Mar 16, 2016
At around midnight on 8 August 2010, local time, a sudden heavy rain fell in the mountain area northeast of Zhouqu, Gansu Province trigged a massive debris-flow event in the Sanyanyu and Luojiayu gullies. The debris flow was about 5000 m long, 300 m wide, averaged 5 m thick, and led to 1492 deaths and 272 missing persons. It then flooded into the Bailongjiang River, jamming it to form a barrier lake, which flooded 1/3 of the area of the whole city, destroyed 233.4 acres of farmland, and damaged 5508 rooms (according to the Ministry of Civil Affairs).
Figure 1 A quickbird satellite image of Zhouqu Debris-flow (from www.satimagingcorp.com)
Field investigations and remote sensing images suggested that the debris flows were formed by upstream flooding, and the flash flood was triggered by a severe convective weather process with heavy rainfall. However, because of the challenging terrain of the region, there are few routine weather stations (gauges) and the visual angle and data coverage of radar is limited. Fortunately, satellites cover almost all of Earth’s surface. Furthermore, numerical weather models can also offer coverage for mountainous areas, and, moreover, can provide real-time quantitative precipitation forecasts.
Scientists from Institute of Atmospheric Physics and University of Oklahoma validated the qualities of both satellite-derived and numerical weather model–forecasted rainfall during this debris-flow event in Zhouqu. They found all products show the basic pattern feature that it rains heavily in the middle and northwest part of this domain (mountains), while it rains little in the southeast part (plains), and all products show similar scales and ranges of accumulated rainfall. Figure 2 shows the accumulated rainfall over 96h of the different products in their original spatial resolution.
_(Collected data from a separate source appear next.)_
PR #9029, opened 2025-09-11
Log cleanup

mozzius:
Noticed sentry is dying again


src/state/queries/notifications/unread.tsx
```diff
@@ -190,7 +191,13 @@ export function Provider({children}: React.PropsWithChildren<{}>) {
           }
           broadcast.postMessage({event: unreadCountStr})
         } catch (e) {
-          logger.warn('Failed to check unread notifications', {error: e})
+          if (!isNetworkError(e)) {
+            logger.warn('Failed to check unread notifications', {error: e})
+          } else {
+            logger.log(
+              'Failed to check unread notifications due to network error',
+            )
```
estrattonbailey: `log` will still get sent as `captureMessage`. If you don't want this to reach Sentry, use either `debug` or remove entirely. I think we can do the latter here.

src/lib/hooks/useNotificationHandler.ts
```diff
@@ -386,7 +386,7 @@ export function getNotificationPayload(
     return payload
   } else {
     if (payload) {
-      notyLogger.warn('getNotificationPayload: received unknown payload', {
+      notyLogger.log('getNotificationPayload: received unknown payload', {
```
estrattonbailey: Same as other comment. If these logs aren't useful we can remove.

mozzius:
Will rm!

src/state/queries/notifications/unread.tsx
mozzius: copy that

PR #9030, opened 2025-09-11
Migrate to `@bsky.app/alf` package

estrattonbailey:
In this PR `@bsky.app/alf` acts as the "core" library. That library is intended to be agnostic of JS runtime, and contain only the building blocks needed for more use-case-specific integrations.

In that library, a few changes where made, notably:
- aligned font weights with Inter e.g. where we used `font_bold` previously to refer to the "semi bold" weight, we now use `font_semi_bold`
- font sizes are now defined as the scaled decimals we were computing in this codebase, therefore the scaling here has been adjusted down one notch to ensure no changes to this codebase
- I didn't migrate over all atoms, since some are codebase specific. Those are just extended here to no external effect.

Other than that, this PR basically contains some refreshed colors. There should be no noticeable changes to font sizes/weights or other tokens.

### DIFF
--- a/src/components/forms/TextField.tsx
+++ b/src/components/forms/TextField.tsx
@@ -15,7 +15,6 @@ import {
   android,
   applyFonts,
   atoms as a,
-  ios,
   platform,
   type TextStyleProp,
   tokens,
@@ -202,17 +201,23 @@ export function createInput(Component: typeof TextInput) {
       a.px_xs,
       {
         // paddingVertical doesn't work w/multiline - esb
-        lineHeight: a.text_md.fontSize * 1.1875,
+        lineHeight: a.text_md.fontSize * 1.2,
         textAlignVertical: rest.multiline ? 'top' : undefined,
         minHeight: rest.multiline ? 80 : undefined,
         minWidth: 0,
+        paddingTop: 13,
+        paddingBottom: 13,
       },
-      ios({paddingTop: 12, paddingBottom: 13}),
-      // Needs to be sm on Paper, md on Fabric for some godforsaken reason -sfn
-      android(a.py_sm),
-      // fix for autofill styles covering border
+      android({
+        paddingTop: 8,
+        paddingBottom: 9,
+      }),
+      /*
+       * Margins are needed here to avoid autofill background overlapping the
+       * top and bottom borders - esb
+       */
       web({
-        paddingTop: 10,
+        paddingTop: 11,
         paddingBottom: 11,
         marginTop: 2,
         marginBottom: 2,
@@ -262,7 +267,7 @@ export function createInput(Component: typeof TextInput) {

Figure 2. Accumulated rainfall of domain 03 in Figure 1 from 0000 UTC 6 August 2010 to 2300 UTC 9 August 2010 for each rainfall product at their original spatial resolutions. Note: The gauge data were interpolated to a 0.25° longitude × 0.25° latitude grid using Cressman object analysis. (Figure plotted by IAP)
The Taylor diagram (Fig. 3) shows that the RMSEs and correlation coefficients of the remote sensing data are smaller than the WRF-forecasted data. It also shows that the correlation coefficients of CMORPH and TRMM are higher than for PERSIANN; however, the standard deviations are also higher than for PERSIANN. In order to compare the performances of all the products in different periods of the lifespan of the rainfall, maximum rainfall within the research domain at each time step is plotted in Figure 4. In general, results of remote sensing data are better than numerical forecast; for remote sensing data, the results of microwave remote sensing are better than the infrared; higher resolution data are more accurate than lower resolution data.
It’s therefore concluded that both satellite remote estimated and numerical weather model forecasted rainfall can basically reproduce the spatial pattern and temporal variance of extreme rainfall. They can both basically meet the demands of landslide and debris-flow numerical forecasts.
Figure 3. Taylor diagram comparing the six-hourly precipitation of each product: (A) CMORPH; (B) PERSIANN; (C) TRMM; (D) WRF d01; (E) WRF d02; and (F) WRF d03. (Figure plotted by IAP)
Figure 4. Time series of maximum rainfall in domain 03 of each rainfall product. Note: All data were regridded. (Figure plotted by IAP)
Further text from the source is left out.